Applicable code: 2018 IMC
Applicable sections: 603.6.2.1 and 603.6.2.2
Flexible air connectors (a.k.a. flex duct) shall be limited in length to 14 feet.  Flexible air connectors (a.k.a. flex duct) shall not pass through any wall, floor, or ceiling.

Question:
Does your jurisdiction have any written amendments or hip-pocket practices related to the use of flex duct?  For example, my mechanical inspectors don't like to see flex duct except for the short elbow connection directly above the diffusers/return grills.  And they make verbal recommendations of six feet (shorter) while our written amendment allows for twenty-five feet (longer).  How do inspectors in your neighborhood govern flex duct?


----------



## mtlogcabin (Sep 23, 2020)

A flexible air connector and Flexible ducts are not the same and you must look at the label to know which one you have

FLEXIBLE AIR CONNECTOR. A conduit for transferring air between an air duct or plenum and an air terminal unit or between an air duct or plenum and an air inlet or air outlet. Such conduit is limited in its use, length and location.

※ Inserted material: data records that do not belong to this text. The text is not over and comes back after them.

Issue #324, opened 2026-07-11
current_job/last_job never written; shutdown bulk-cancel reads a never-populated field


edspencer:
## Summary
`state.yaml`'s `current_job`/`last_job` agent fields are never written: `updateAgentState()` has zero production callers. Downstream, shutdown bulk-cancel collects running jobs from the never-populated `current_job` — making it effectively a no-op.

## Evidence
- Schema fields exist: `packages/core/src/state/schemas/fleet-state.ts:48-50`
- `updateAgentState()` (`packages/core/src/state/fleet-state.ts:194`) — no callers outside tests (repo-wide grep)
- Only *schedule* state is set to running (`packages/core/src/scheduler/scheduler.ts:571`)
- `cancelRunningJobs()` path reads each agent's `currentJobId` from the never-written field: `packages/core/src/fleet-manager/status-queries.ts:235`, used by `stop({cancelOnTimeout:true})` → `packages/core/src/fleet-manager/job-control.ts:675-698`

## Impact
- `stop()` with `cancelOnTimeout: true` cannot actually find/cancel running jobs.
- Anyone building dashboards or automation on `current_job`/`last_job` (as `architecture/job-system.md` instructs) gets nulls.

## Suggested fix
Write `current_job` at job start and `last_job` at completion (job-executor or ScheduleExecutor/JobControl), or drop the fields and re-source bulk-cancel from the in-memory AbortController registry (which now exists and is authoritative for this process: `job-control.ts:56-64`).

---
Found by the 2026-07-11 full-docs audit.

edspencer:
Partial fix up in #349.

**What's fixed:** the shutdown bulk-cancel no-op. `cancelRunningJobs()` was reading the `current_job` fleet-state field, which no production path ever writes, so it always cancelled nothing while agents kept running. In-flight jobs are now tracked in a single shared `AbortController` registry that **both** manual triggers and **scheduled** jobs register into — the latter is key, since scheduled jobs (the ones that actually stall shutdown) previously registered in no registry at all, so the "iterate the existing in-memory registry" approach alone would still have cancelled nothing. Shutdown now iterates the shared registry and genuinely aborts each live run; keyed by job id, so it's concurrency-safe under `max_concurrent > 1`.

603.6.1 Flexible air ducts.
Flexible air ducts, both metallic and nonmetallic, shall be tested in accordance with UL 181. Such ducts shall be listed and labeled as Class 0 or Class 1 flexible air ducts and shall be installed in accordance with Section 304.1.

603.6.1.1 Duct length.
*Flexible air ducts shall not be limited in length*.

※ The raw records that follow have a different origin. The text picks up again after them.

Issue #311, opened 2026-07-09
Session ScheduleWakeup resolves ~24h late when host TZ ≠ UTC (local-cron vs UTC-resolver mismatch)


edspencer:
## Summary

A session-only `ScheduleWakeup` (a *relative* "wake me in N seconds/minutes") gets its next-run time resolved **~24h in the future** when the host's local timezone is behind UTC. The SDK harness serializes the one-shot wake as a minute/hour **cron expression in the harness's LOCAL time**, but the session reaper's wake-store cron resolver evaluates that cron in **UTC**. When local ≠ UTC and the local wall-clock minute/hour has already passed in UTC today, `nextRunAt` rolls to tomorrow — so a "1 minute from now" wake effectively never fires (until the next day).

Found while wiring the reaper into a consumer (edspencer/paddock#111). The Paddock-side capture/persistence/dispatch all worked; the wake just resolved to the wrong absolute time.

## Reproduction

Host timezone `America/New_York` (UTC-4). Real wall-clock: `2026-07-09 19:08 EDT` = `23:08 UTC`.

A keeper in a managed streaming session calls `ScheduleWakeup` for ~60s out. The persisted `session_wakes` entry (herdctl state):

```yaml
session_wakes:
  d137639f:
    id: d137639f
    agent: keeper-autotest
    sessionId: 82262a46-...
    schedule: "10 19 * * *"                 # 19:10 — the LOCAL target minute/hour
    recurring: false
    prompt: "…"
    nextRunAt: 2026-07-10T19:10:00.000Z      # resolved as 19:10 UTC → already past today → tomorrow
    createdAt: 2026-07-09T23:08:46.380Z      # 23:08 UTC == 19:08 local
```

`schedule: "10 19 * * *"` is 19:10 **local** (60s from 19:08 local). The resolver treated `19:10` as UTC; since it's currently `23:08 UTC` (past `19:10 UTC`), `nextRunAt` became **tomorrow** `19:10 UTC`. The wake sits idle for ~20h instead of firing in a minute.

Forcing `nextRunAt` to an overdue value and restarting made the reaper fire it immediately and correctly (resume-and-inject → the woken turn ran), confirming the *only* defect is the timezone used to resolve the cron.

## Root cause (likely)

Two independent timezone assumptions that don't agree:
1. The SDK/native harness expresses a relative one-shot `ScheduleWakeup` as a `SessionCronSummary.schedule` minute/hour cron in **local** time.
[...]

PR #379, opened 2026-07-18
feat(core): scheduler host-execution seam + runtime schedule mutation (#375, #376)

### LINKED ISSUE #375: Scheduler: host-execution seam (setScheduleTriggerHandler) + headless fallback + TZ hardening
**D1** · unblocks paddock#265 (scheduled chats).

Today a scheduled fire runs a fresh **headless** job via `ScheduleExecutor`/`JobExecutor`, off any host hub (`handleScheduleTrigger`, fleet-manager.ts:1240). An embedding host (Paddock) needs to own execution so the run streams into its UI. Add a seam mirroring the existing `setSessionWakeHandler` (fleet-manager.ts:952):

```ts
private async handleScheduleTrigger(info: TriggerInfo): Promise<void> {
  if (this.scheduleTriggerHandler) { await this.scheduleTriggerHandler(info); return; }
  await this.scheduleExecutor.executeSchedule(info); // unchanged fallback
}
```

Plus `setScheduleTriggerHandler(handler)`. No Scheduler-core change — `interval`/`cron` timing is unchanged; we only intercept execution. When a host handler runs the turn via its own resume path, the `--resume`/`isSidechain` hiding problem is bypassed entirely.

Also harden the relative-wake **timezone** seam (#311) and confirm 'trigger now' flows through the handler path.

**Blocks:** paddock#265.

---
Part of the Paddock **Events / Schedules / Config** initiative. Additive + backward-compatible — no behaviour change for existing headless fleets. Anchors captured against herdctl main; re-verify before implementing.

### LINKED ISSUE #376: Scheduler: runtime add/remove of a single schedule + state prune + mutation gate
**D2** · unblocks paddock#265/#266 (adding schedules from a UI at runtime).

herdctl can enable/disable a schedule at runtime but has **no API to add or remove a single schedule** on a registered agent — only whole-agent `addAgent(replace:true)`, which **leaves stale state**: removed schedules' persisted `last_run_at`/status linger, a `disabled` status keeps winning after replace (state is read, not config, scheduler.ts:374), and orphaned in-memory scheduler-map entries survive.

Add, mirroring `enable/disableSchedule` + `AgentManagement.commit` (arming already reads live `agent.schedules` each tick, so no Scheduler-core change):
- `FleetManager.setAgentSchedule(agent, name, schedule)` — validate vs `ScheduleSchema`, set the key, re-push via `scheduler.setAgents(...)`.
- `FleetManager.removeAgentSchedule(agent, name)` — delete key, re-push, **prune** persisted state (new `deleteScheduleState` in scheduler/schedule-state.ts) + clear in-memory `runningSchedules`/`warnedSchedules`.
- **Per-deployment gate** controlling whether programmatic schedule mutation is allowed at all (none exists today; schedules run with zero gating — this is the opt-in 'security' control).

**Blocks:** paddock#265, paddock#266.

---
Part of the Paddock **Events / Schedules / Config** initiative. Additive + backward-compatible — no behaviour change for existing headless fleets. Anchors captured against herdctl main; re-verify before implementing.

edspencer:
Makes herdctl's scheduler host-friendly so an embedding host (Paddock) can **own execution** and **mutate schedules at runtime**. Implements **#375 (D1)** and **#376 (D2)** together — they touch the same files (fleet-manager, schedule-management, scheduler, schedule-state), so splitting would only conflict with itself.

All changes are **additive and backward-compatible** — existing headless fleets behave exactly as before; every new capability is opt-in.

## D1 (#375) — host-execution seam
- **`FleetManager.setScheduleTriggerHandler(handler)`**, mirroring `setSessionWakeHandler`. When set, `handleScheduleTrigger` routes a fired schedule to the host handler (`await handler(info); return;`) and skips the built-in headless `ScheduleExecutor`; when unset, schedules run headless as before. No Scheduler-core timing change — cron/interval scheduling is untouched, only the *execution* of a due trigger is intercepted. Every scheduler-fired trigger (including a forced immediate fire) funnels through the seam.
- **Relative-wake timezone hardening (#311):** new `resolveSystemTimeZone()` centralizes the host-timezone lookup used by `calculateNextCronTrigger`/`calculatePreviousCronTrigger`, falling back to `UTC` when an ICU-less runtime reports no timezone (which could otherwise revive the 24h-idle bug).

## D2 (#376) — runtime schedule mutation
- **`FleetManager.setAgentSchedule(agent, name, schedule)`** — validates against `ScheduleSchema`, sets the key on the stored agent, and re-pushes via `scheduler.setAgents(...)`. Arming reads live `agent.schedules` each tick, so the schedule is immediately eligible to fire.
- **`FleetManager.removeAgentSchedule(agent, name)`** — deletes the key, re-pushes, **prunes persisted state** via a new `deleteScheduleState` helper in `scheduler/schedule-state.ts`, and clears the in-memory `runningSchedules`/`warnedSchedules` entries via a new `Scheduler.clearScheduleTracking`. Without the prune, a removed schedule's `last_run_at`/`disabled` status would linger and a re-added name would silently inherit it (the scheduler reads state, not config, to decide disabled/next-run).
- **Per-deployment mutation gate:** new `allowScheduleMutation` FleetManager option (default `false`). Both mutation methods throw the new `ScheduleMutationDisabledError` when it's not enabled. Enable/disable of existing schedules stays ungated. This is the opt-in safety control — there was none before.

Mirrors the existing `enableSchedule`/`disableSchedule` + `AgentManagement.commit` patterns throughout.

## Tests
- Seam calls the host handler when set, and falls back to headless when not (plus clearing the handler restores headless).
- `setAgentSchedule` arms a new schedule on an already-running agent (the scheduler fires it), validates input, and rejects unknown agents.
- `removeAgentSchedule` prunes persisted state so a re-added name starts clean (no stale `last_run_at`/`disabled`).
- The mutation gate blocks both methods when disabled, leaves enable/disable ungated, and allows mutation when opted in.
- Unit coverage for `deleteScheduleState` and `resolveSystemTimeZone` (incl. the ICU-less UTC fallback).

Full `@herdctl/core` suite green except one pre-existing, environment-specific failure unrelated to this change (`directory.test.ts` "parent directory not writable" — the assertion depends on `chmod` denying writes, which doesn't hold when tests run as root; fails identically on clean `main`). Typecheck, full monorepo build, and docs build all pass. Docs (library-reference + error-handling) and a changeset (`@herdctl/core` minor) are included.

Closes #375
Closes #376

## Summary by CodeRabbit

* **New Features**
  * Added an opt-in host execution hook for scheduler-fired schedules, including forced/immediate triggers, with headless fallback when unset.
  * Added runtime APIs to set/replace or remove a single agent schedule (programmatic add/remove after registration).
  * Added an opt-in `allowScheduleMutation` gate (default off) for runtime schedule edits.
* **Bug Fixes**
  * Prevented resurrection of deleted/stale schedule state and improved safety for concurrent schedule mutations.
  * Hardened timezone handling with deterministic UTC fallback in timezone resolution.
* **Documentation**
  * Documented the new option, APIs, execution handler, and the `ScheduleMutationDisabledError` (including error code).

### DIFF
--- a/packages/core/src/fleet-manager/schedule-management.ts
+++ b/packages/core/src/fleet-manager/schedule-management.ts
@@ -2,15 +2,26 @@
  * Schedule Management Module
  *
  * Centralizes all schedule management logic for FleetManager.
- * Provides methods to query, enable, and disable schedules.
+ * Provides methods to query, enable, disable, add, and remove schedules.
  *
  * @module schedule-management
  */
 
+import {
+  type ResolvedAgent,
+  type ResolvedConfig,
+  type Schedule,
+  ScheduleSchema,
+} from "../config/index.js";
 import type { FleetManagerContext } from "./context.js";
-import { AgentNotFoundError, ScheduleNotFoundError } from "./errors.js";
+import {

603.6.2 Flexible air connectors.
Flexible air connectors, both metallic and nonmetallic, shall be tested in accordance with UL 181. Such connectors shall be listed and labeled as Class 0 or Class 1 flexible air connectors and shall be installed in accordance with Section 304.1.

603.6.2.1 Connector length.
*Flexible air connectors shall be limited in length to 14 feet (4267 mm).*

What is the difference between Flexible Air Ducts and Flexible Air Connectors?

UL (Underwriters Laboratories) in their *UL 181 Standard for Factory-Made Air Ducts and Air Connectors*, defines two categories of flexible "ducts"

The UL Listed Flexible Air Duct must pass all of 15 tests in the UL 181 Standard. *Air Ducts are labeled with a square or rectangular label showing their respective listing*. There is no limitation on the length of runs when using UL Listed Air Ducts.

The UL Listed Flexible Air Connector must pass only 12 of the 15 tests of the UL 181 tests, *and is labeled with a round shaped label, which states "for installation lengths not over 14 feet"*.   An installer may not increase the 14-foot limitation by using a splice between 14' sections of Air Connectors.  This length limitation is set by the requirements in NFPA 90A & 90B Standards.
https://flexibleduct.org/ADC_FAQs.asp


----------



## north star (Sep 23, 2020)

*# ~ #*

Here is a Link from the Forum, "Useful Links" thread:
*





						Air Duct Council - [ ADC_Inst.asp ]
					

Air Duct Council (ADC)



					flexibleduct.org
				



*
*# ~ #*


----------



## Sifu (Sep 23, 2020)

Most commercial mechanical plans provide limits on flex duct run-outs specific to the project.  As far as I know there is no set maximum length requirement outside of that.  SMACNA says use as short as possible, has support requirements and friction loss calculation provisions that should encourage this.


----------



## ICE (Sep 23, 2020)

California Mechanical Code
603.4.1 Length Limitation. [Not permitted for OSHPD 1, 1R, 2, 3, 4 & 5] Factory-made flexible air ducts and connectors shall be not more than 5 feet in length and shall not be used in lieu of rigid elbowsor fittings. Flexible air ducts shall be permitted to be used as an elbow at a terminal device.
*Exception:* Residential occupancies


----------



## Paul Sweet (Sep 24, 2020)

Flex duct has a much greater friction loss than metal duct, so the ducts may need to be a size larger larger if they are much over 10 or 12 ft. long.


----------



## BayPointArchitect (Sep 25, 2020)

Thanks everyone.  What I discovered is that many mechanical engineers make a note that flex duct may be used but limited to only 6 feet.  In that case, it is not a code requirement but a restriction imposed by the mechanical engineer - and then enforced by the field inspector when the contractor attempts to deviate from the mechanical engineer's design.

I also learned that my jurisdiction allows flex duct of unlimited length - provided that it meets all other design requirements.  However, a flex duct that is more than 25 feet needs to be insulated.


----------